PR #923, opened 2025-02-05
No partial release validation.

UlysseFG:


backend/fms_core/viewsets/dataset.py
```diff
@@ -84,6 +84,14 @@ def set_release_status(self, request, pk):
             transaction.set_rollback(True)
             return HttpResponseServerError(f"Error updating release status: {e}")
 
+        # Validate that all release status are set (released or blocked) at once.
+        readsets = list(Readset.objects.filter(dataset=pk).all())
+        readset_count = len(readsets)
+        unset_count = len(list(filter(lambda x : x.release_status==ReleaseStatus.AVAILABLE, readsets)))
```
nafiz1001, line 90: Prefer list comprehension over `filter` + `lambda`

nafiz1001: It even be more efficient to just use a `for` loop ;)

nafiz1001 (approved):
....................
= Task brief =
Go through the listing above and return every line where the word "filter" occurs.

= Written solution =
+        readsets = list(Readset.objects.filter(dataset=pk).all())
+        unset_count = len(list(filter(lambda x : x.release_status==ReleaseStatus.AVAILABLE, readsets)))
nafiz1001, line 90: Prefer list comprehension over `filter` + `lambda`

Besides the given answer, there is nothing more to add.